Extensive LWD services were employed for these two sections to enhance understanding of the reservoir, which made the BHAs extraordinarily long. For the producing 8½-in. × 9-in. section, the BHA was 88-m (288-ft) long; and to the authors’ knowledge, it was the longest drilling BHA ever deployed worldwide. In this BHA, the UR was placed 82 m (269 ft) behind the bit. The long and complex BHAs not only pose challenges for power management and signal transmission of the BHA, but also increases the likelihood of downhole tool failures.
The two sections, 1,415-m (4,642-ft) and 1,976-m (6,482-ft) long respectively, were reamed while drilling to TD successfully in one run, and the UR performed without any issues. In run 3, the well was kicked off from a cement plug that was not set after the previously drilled 8½-in. pilot hole. However, an open-hole side track had to performed due to the bad cement quality. The well was then built from 75° to 101° from 4,665 m to 5,763 m (15,305 ft to 18,907 ft) with a dogleg severity of 3°/30 m, and stayed tangent through target to TD at 6,058 mMD. In run 4, the well was kicked off from the cement plug set in the 9-in. wellbore drilled in run 3, built from 75° to 90° from 4,682 m to 4,856 m (15,360 ft to 15,931 ft), and stayed horizontal with three turns using dogleg severity ranging from 1.8°/30 m to 2.5°/30 m before reaching TD at 6,611 m (21,689 ft). During both runs, a low level of vibration and low wear on the UR blades/cutters were observed.
The under reamer was successfully applied to drill five sections of a well in the field located offshore Norway: 14¾-in. × 17½-in., two 12¼-in. × 13½-in. sections, and two 8½-in. × 9-in. sections. The UR proved its capability as a near-bit reamer to eliminate the rathole in the same drilling run and a reliable main reamer for reaming long sections, while satisfying all requirements for directional control and MWD/LWD measurements.
The risks associated with swelling green clay formation, unstable shale formation, and increased ECD with extended-reach wells were successfully mitigated with the service. The unique features, such as unlimited activation and deactivation through downlinking and real-time downhole feedback, were demonstrated to be valuable for reducing operational risks and saving rig time.
Summary info for the four sections was as follows:
14¾-in. × 17-in. section: a 2,415-m (7,923-ft) long section was successfully reamed while drilling, and the 16-in. casing was installed without any issue afterwards with the presence of a nearly 800-m thick swelling green clay formation.
12¼-in.

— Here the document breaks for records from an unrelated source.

PR #296, opened 2026-07-10
🎚️ fix: Calibrate Context Pruning From Last-Call Usage, Not Accumulated Cache Reads

romy651:
## Summary

Fixes prune calibration when provider usage includes prompt-cache detail fields that are not directly comparable with the active context window.

The pruner now prefers the provider-reported `usageMetadata.input_tokens` for calibration and skips calibration for turns where the reported input is clearly not comparable, such as Bedrock cache-artifact turns with tiny `input_tokens` and very large cache creation/read detail fields.

## Root Cause

Cache detail fields can represent provider billing/cache accounting rather than the actual prompt window size. Folding those details into calibration could inflate the observed input and poison the running calibration ratio or resolved instruction overhead.

## Impact

This keeps pruning budget estimates stable when prompt caching is active, while preserving raw token maps and existing provider-specific cache semantics.

## Validation

- `npx tsc --noEmit`
- `npx eslint src/messages/prune.ts src/specs/token-accounting-pipeline.test.ts`
- `git diff --check HEAD^ HEAD`
- `npx jest src/specs/token-accounting-pipeline.test.ts`
- `npx jest src/specs/summarize-prune.test.ts src/specs/token-distribution-edge-case.test.ts src/specs/thinking-prune.test.ts`

### DIFF
--- a/src/messages/prune.ts
+++ b/src/messages/prune.ts
@@ -135,9 +135,10 @@ export type PruneMessagesParams = {
   usageMetadata?: Partial<UsageMetadata>;
   startType?: ReturnType<BaseMessage['getType']>;
   /**
-   * Usage from the most recent LLM call only (not accumulated).
-   * When provided, calibration uses this instead of usageMetadata
-   * to avoid inflated ratios from N×cacheRead accumulation.
+   * Fallback usage from the most recent LLM call only (not accumulated).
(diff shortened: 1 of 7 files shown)


danny-avila:
@codex review

PR #301, opened 2026-07-12
feat(openai): persist GPT-5.6 Responses state

usnavy13:
## Summary

Adds the OpenAI adapter support required for GPT-5.6 Responses reasoning continuity without native Programmatic Tool Calling.

- passes managed prompt-cache and safety fields through Chat Completions and Responses
- preserves `response.output` metadata for streaming and non-streaming Responses
- requests and replays encrypted reasoning for stateless/ZDR calls
- carries `reasoning.mode` and `reasoning.context`
- preserves cache-write usage metadata

## Scope

This is the base Agents change for the LibreChat GPT-5.6 Responses-state PR. Native PTC is intentionally excluded and is reviewed in a separate stacked PR.

## Verification

- focused managed-request and message-replay tests pass
- package build and TypeScript declaration build pass

### DIFF
--- a/package-lock.json
+++ b/package-lock.json
@@ -21,7 +21,7 @@
         "@langchain/google-vertexai": "2.2.0",
         "@langchain/langgraph": "^1.4.6",
         "@langchain/mistralai": "^1.2.0",
-        "@langchain/openai": "1.5.3",
+        "@langchain/openai": "1.5.5",
         "@langchain/textsplitters": "^1.0.1",
         "@langchain/xai": "^1.4.3",
         "@langfuse/langchain": "^5.4.1",
@@ -40,7 +40,7 @@
         "mathjs": "^15.2.0",
         "nanoid": "^3.3.7",
         "okapibm25": "^1.4.1",
-        "openai": "^6.35.0",
+        "openai": "^6.46.0",
         "uuid": "^11.1.1"
       },
       "devDependencies": {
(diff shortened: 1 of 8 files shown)


danny-avila:
Thanks a lot for this, @usnavy13 — genuinely useful work, and the managed-request + replay tests were the perfect spec.

I'm going to close this in favor of #303, which builds directly on your changes (tests reused, `Co-authored-by` you). The one structural difference: while reviewing I traced how our `LibreChatOpenAIResponses` sits on top of `@langchain/openai`, and it turns out upstream **already** implements the reasoning-continuity core — `convertMessagesToResponsesInput` does the `encrypted_content` replay + `response.output` reuse, and the Responses chat model already sends `previous_response_id`/`include`/`store` and passes the whole `reasoning` object through (so `reasoning.mode`/`reasoning.context` ride for free). Our class only overrides `_getReasoningParams` + `_getClientOptions`, so it inherits all of that.

That means the converter changes here re-implement behavior we already get from upstream, which would leave us re-syncing every future langchainjs Responses fix by hand. #303 keeps everything that's genuinely ours — managed prompt-cache breakpoints, `safety_identifier`, cache-write metadata, the encrypted-reasoning `include`, and the 1.5.5 bump — but injects those over upstream's converter output instead of forking it.

Not a knock on the approach at all — the inheritance path is easy to miss from outside the fork internals. Really appreciate you pushing this forward, and I'd love more contributions. 🙏

PR #311, opened 2026-07-15
fix subagent streamed result fallback

romy651:
## Summary

Fixes subagent executions returning `Task completed` or stale pre-tool assistant text when the child agent's final visible answer was only available from streamed `ON_MESSAGE_DELTA` events.

The executor now captures streamed message-delta text by message id, preserves message-id order, and uses the streamed result when the latest returned AI message has no visible text. Existing fallback behavior is preserved for non-streaming cases where only earlier AI text is available.

## Validation

- `npx jest src/tools/__tests__/SubagentExecutor.test.ts` passed: 81/81
- `npx eslint src/tools/subagent/SubagentExecutor.ts src/tools/__tests__/SubagentExecutor.test.ts` passed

× 13½-in. section: the UR Series 12 was used as both main and near-bit reamers to deliver a full-gauge hole while eliminating the rathole to eight meters (26 ft) in the same drilling run. The ability to place the UR close to the bit removed the need for a dedicated rathole elimination run, and saved the operator 24 hours of rig time.
8½-in. × 9-in. sections: two sections, 1,415 m and 1,976 m (4,642 ft and 6,482 ft) long respectively, were reamed while drilling successfully to TD in one run with ECD well controlled, and all directional requirements satisfied. In these two runs, extremely long and complex BHAs including the UR Series 8 were deployed to drill sections that had challenging well paths.